The suggestion that a post-apocalyptic society may require a new kind of solidarity to function is logical if one follows the sociological traditions of Durkheim and Parsons. However, before we embrace this kind of thinking—which is not so different from the sociological frameworks that gave us new social orders like postmodernity, reflexive modernity, risk society, transparent society, and post-truth society—we must first critically reflect on why the very idea of a third order might be problematic.

The first conceptual necessity—and this should be at the heart of every sociological attempt to think post-apocalyptically—is to accept that in a post-apocalyptic world, we cannot assume that any order exists. The best we can do is avoid precluding the possibility of concerted attempts to create particular orders. These are most likely to be multiple, contingent, and provisional—driven more by circumstance than ideology. In that sense, the distinction between order and disorder becomes ambivalent and arbitrary.

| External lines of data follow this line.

PR #1441, opened 2023-11-23
♻️  Refactor: added defaultmap + locking mechanism for intercepts queue

nilshah98:
**Context-**
- Percy relies on CDP messages to intercept and capture network requests.
- CDP uses websockets, and since websockets run on TCP, at network layer it is guaranteed that the packets will always be transmitted in order.
- But at application level, packets can be processed out of order which can cause issues.
- Hence, adding a locking mechanism so that events are always processed in order at Application layer as well.
- The ideal flow of messages should be -
- - `requestWillBeSent` -> `requestPaused` -> `responseReceived` -> `loadingFinished` / `loadingFailed`

**Note:** Also merged #1443 in this PR.

### DIFF
--- a/packages/core/src/network.js
+++ b/packages/core/src/network.js
@@ -13,10 +13,10 @@ const ABORTED_MESSAGE = 'Request was aborted by browser';
 // ServiceWorker flow:  requestWillBeSent -> responseReceived -> loadingFinished / loadingFailed
 class RequestLifeCycleHandler {
   constructor() {
-    this.releaseRequest = null;
-    this.releaseResponse = null;
-    this.checkRequestSent = new Promise((resolve) => (this.releaseRequest = resolve));
-    this.checkResponseSent = new Promise((resolve) => (this.releaseResponse = resolve));
+    this.resolveRequestWillBeSent = null;
+    this.resolveResponseReceived = null;
+    this.requestWillBeSent = new Promise((resolve) => (this.resolveRequestWillBeSent = resolve));
+    this.responseReceived = new Promise((resolve) => (this.resolveResponseReceived = resolve));
   }
 }
 // The Interceptor class creates common handlers for dealing with intercepting asset requests
@@ -167,7 +167,7 @@ export class Network {
     let { networkId: requestId, requestId: interceptId, resourceType } = event;
 
     // wait for request to be sent
-    await this.#requestsLifeCycleHandler.get(requestId).checkRequestSent;
+    await this.#requestsLifeCycleHandler.get(requestId).requestWillBeSent;
     let pending = this.#pending.get(requestId);
     this.#pending.delete(requestId);
 
@@ -192,7 +192,7 @@ export class Network {
     // release request
     // note: we are releasing this, even if intercept is not set for network.js
     // since, we want to process all-requests in-order doesn't matter if it should be intercepted or not
-    this.#requestsLifeCycleHandler.get(requestId).releaseRequest();
+    this.#requestsLifeCycleHandler.get(requestId).resolveRequestWillBeSent();
   }
 
   // Called when a pending request is paused. Handles associating redirected requests with
@@ -225,7 +225,7 @@ export class Network {
     let { requestId, response } = event;
     // await on requestWillBeSent
     // no explicitly wait on requestWillBePaused as we implictly wait on it, since it manipulates the lifeCycle of request using Fetch module
-    await this.#requestsLifeCycleHandler.get(requestId).checkRequestSent;
+    await this.#requestsLifeCycleHandler.get(requestId).requestWillBeSent;
     let request = this.#requests.get(requestId);
     /* istanbul ignore if: race condition paranioa */
     if (!request) return;
@@ -236,7 +236,7 @@ export class Network {
       return Buffer.from(result.body, result.base64Encoded ? 'base64' : 'utf-8');
     };
     // release response
-    this.#requestsLifeCycleHandler.get(requestId).releaseResponse();
+    this.#requestsLifeCycleHandler.get(requestId).resolveResponseReceived();
   }
 
   // Called when a request streams events. These types of requests break asset discovery because
@@ -244,7 +244,7 @@ export class Network {
   _handleEventSourceMessageReceived = async event => {
     let { requestId } = event;
     // wait for request to be sent
-    await this.#requestsLifeCycleHandler.get(requestId).checkRequestSent;
+    await this.#requestsLifeCycleHandler.get(requestId).requestWillBeSent;
     let request = this.#requests.get(requestId);
     /* istanbul ignore else: race condition paranioa */
     if (request) this._forgetRequest(request);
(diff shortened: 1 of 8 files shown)


packages/core/src/network.js
```diff
@@ -8,16 +8,50 @@ const ALLOWED_STATUSES = [200, 201, 301, 302, 304, 307, 308];
 const ALLOWED_RESOURCES = ['Document', 'Stylesheet', 'Image', 'Media', 'Font', 'Other'];
 const ABORTED_MESSAGE = 'Request was aborted by browser';
 
+// DefaultMap, which returns a default value for an uninitialized key
+// Similar to defaultDict in python
+class DefaultMap extends Map {
```
ninadbstack, line 13: Should move this to a common package/utils

packages/core/src/network.js
```diff
@@ -8,16 +8,50 @@ const ALLOWED_STATUSES = [200, 201, 301, 302, 304, 307, 308];
...
+
+// RequestLifeCycleHandler handles life cycle of a requestId
+// Ideal flow:          requestWillBeSent -> requestPaused -> responseReceived -> loadingFinished / loadingFailed
+// ServiceWorker flow:  requestWillBeSent -> responseReceived -> loadingFinished / loadingFailed
+class RequestLifeCycleHandler {
+  constructor() {
+    this.releaseRequest = null;
+    this.releaseResponse = null;
+    this.checkRequestSent = new Promise((resolve) => (this.releaseRequest = resolve));
+    this.checkResponseSent = new Promise((resolve) => (this.releaseResponse = resolve));
```
ninadbstack, line 41: Can we try to make these names similar to actual lifecycle events ? so that its easier to understand. 

await requestWillBeSent; is better to read than await checkRequestSent imo. [ and reduces efforts needed to map it back to actual

packages/core/src/network.js
```diff
@@ -237,7 +270,10 @@ export class Network {
   // Called when a request has finished loading which triggers the this.onrequestfinished
   // callback. The request should have an associated response and be finished with any redirects.
   _handleLoadingFinished = async event => {
-    let request = this.#requests.get(event.requestId);
+    let { requestId } = event;
+    // wait for upto 2 seconds or check if response has been sent
+    await Promise.any([this.#requestsLifeCycleHandler.get(requestId).checkResponseSent, new Promise((resolve) => setTimeout(resolve, 2000))]);
```
ninadbstack, line 275: shouldnt _handleLoadingFailed wait for an event as well ?

packages/core/src/network.js
```diff
@@ -8,16 +8,50 @@ const ALLOWED_STATUSES = [200, 201, 301, 302, 304, 307, 308];
...
+  }
+}
 // The Interceptor class creates common handlers for dealing with intercepting asset requests
 // for a given page using various devtools protocol events and commands.
 export class Network {
   static TIMEOUT = undefined;
 
   log = logger('core:discovery');
 
+  #requestsLifeCycleHandler = new DefaultMap(() => new RequestLifeCycleHandler());
```
ninadbstack, line 51: when is something deleted from this map ?
also considering we have this, we dont need any state sets right ?

nilshah98: > when is something deleted from this map ?

Nothing is ever deleted from `#requestsLifeCycleHandler` since it is only used to manage lifecycles.
We can ideally delete `requestId` once all the locks are released from it's object, ie. it has reached end of lifecycle.
But, I don't see the point of it, as this is a very light map.

> also considering we have this, we dont need any state sets right ?

Need `#pending` to communicate from `requestWillBeSent` to `requestPaused` states.
Can remove `#intercepts` completely.
Need `#requests` as it keeps mapping of all active requests and is what `idle` depends on.
Need `#authentication` as this keeps track of all requests that have already been authenticated.
Need `#aborted` to keep track of aborted requests.

In the current PR, I am planning to only remove `#intercepts` queue as it was used for communicating from `requestPaused` to `requestWillBeSent` but that should never happen now.

packages/core/src/network.js
nilshah98: Yep, will add these in the next iteration.
Wanted to get a thumbs up on the implementation before proceeding further.

packages/core/src/network.js
nilshah98: Sure, let name them as - `checkRequestWillBeSent` and `releaseRequestWillBeSent` ?

ninadbstack: `await requestWillBeSent` means "wait until `requestWillBeSent` event". So we dont need to add `check` prefix before it. In fact check makes it slightly confusing as it reads as "wait until checkRequestWillBeSent event". So my preference remains fro first [ even though its not blocking ] 

Similarly instead of `releaseRequestWillBeSent` would prefer `resolveRequestWillBeSent` as it means the same but one uses same word as in general used in code.

packages/core/src/network.js
ninadbstack: `as this is a very light map.` do not fully agree with this as we could have thousands of requests in a single page load [ in fact we do for many storybook builds ] [ even though not blocking as it would be still few kbs max ]

`_requestPaused` could `await requestWillBeSent`, so it doesnt need to read from `#pending` as far as i understand. Because we are also storing event in pending with request id, you can just `resolve` with `event` for request will be sent 
`#requests` agree we need it for now at least
`#authentication` could be done by checking if auth promise is already resolved [ but i dont mind using set either ]
`#aborted` is not necessary as you could just set `aborted` on `#request` object [ or in lifecycle like lifecyle.aborted ] it was done the way it is because we could process `aborted` event before `requestWillBeSent` and it wont exist in requests at all but as `loadingFailed` would await on `requestWillBeSent` we can be sure that request already exists in requests

packages/core/src/network.js
```diff
@@ -1,23 +1,35 @@
...
   #pending = new Map();
   #requests = new Map();
-  #intercepts = new Map();
+  // #intercepts = new Map();
```
ninadbstack, line 32: lets remove it entirely before merge

packages/core/src/network.js
```diff
@@ -213,8 +220,11 @@ export class Network {
 
   // Called when a response has been received for a specific request. Associates the response with
   // the request data and adds a buffer method to fetch the response body when needed.
-  _handleResponseReceived = (session, event) => {
+  _handleResponseReceived = async (session, event) => {
     let { requestId, response } = event;
+    // await on requestWillBeSent
+    // no explicitly wait on requestWillBePaused as we implictly wait on it, since it manipulates the lifeCycle of request using Fetch module
+    await this.#requestsLifeCycleHandler.get(requestId).requestWillBeSent;
```
ninadbstack, line 227:
```suggestion
    await this.#requestsLifeCycleHandler.get(requestId).requestWillBeSent;
```
[optional] add a method `lifecycle(requestId)` to shorten `this.#requestsLifeCycleHandler.get(requestId)`

ninadbstack (approved):
LGTM! with an optional comment

itsjwala (approved):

The second conceptual necessity is that these attempts at ordering must be identified in the present, not projected onto some dystopian future. If we live in a post-apocalyptic world, we must recognize it now—not speculate about what it might become. We are not on a path toward an apocalypse. The apocalypse has already happened.

If we are to identify kenotic solidarity as an emergent form in a post-apocalyptic world order—one that may enable the formation of a functioning order because it carries evolutionary advantages—we must be able to find such forms of association already today. My assertion is that kenotic solidarity has always existed. It is not a new form at all.

In the early Christian communities during periods of persecution, kenotic solidarity was often associated with martyrdom. This is because Jesus Christ himself preached kenotic solidarity as the path to salvation. Similar features can be found in the Benedictine Rule that governed early monastic life. Outside of Christianity, many traditions embrace kenotic solidarity as a mode of adaptation to challenging environments—examples can be found in post-colonial struggles, Jewish voices, friendships, kinships, animal rights movements, and more.

In many ways, kenotic solidarity overlaps with mechanical solidarity, as it is often rooted in place-based practices and face-to-face encounters—contexts where decisions must be made in the presence of those affected. However, whereas mechanical solidarity can easily slip into friend-versus-foe communitarianism, kenotic solidarity requires an openness to strangers and ambivalences that defy the binary logic of inclusion versus exclusion. In that sense, it also overlaps with organic solidarity, while resisting the latter’s formalistic, procedural institutionalization—which tends to corrupt both kenosis and solidarity.

Binary thinking may be the reason we struggle to recognize the deep historical roots of kenotic solidarity. Modern thought, including much of sociology, is structured around mutually exclusive oppositions. This is why “the modern” is often sharply contrasted with both non-Western ways of life and medieval European forms. Perhaps, though, we should resist this dualistic framework and instead assume that all forms of solidarity observable today have always-already existed in some form, and that they cannot be reduced to just three—or even two—types.

Kenotic solidarity shares elements with both mechanical and organic solidarity but cannot be subsumed by either. Moreover, there may be multiple forms of kenotic solidarity. This can only be affirmed or refuted through empirical observation. By introducing a third term—one that escapes the dualism embedded in traditional sociological thinking—we may more accurately recognize which modes of existence are best suited to post-apocalyptic life.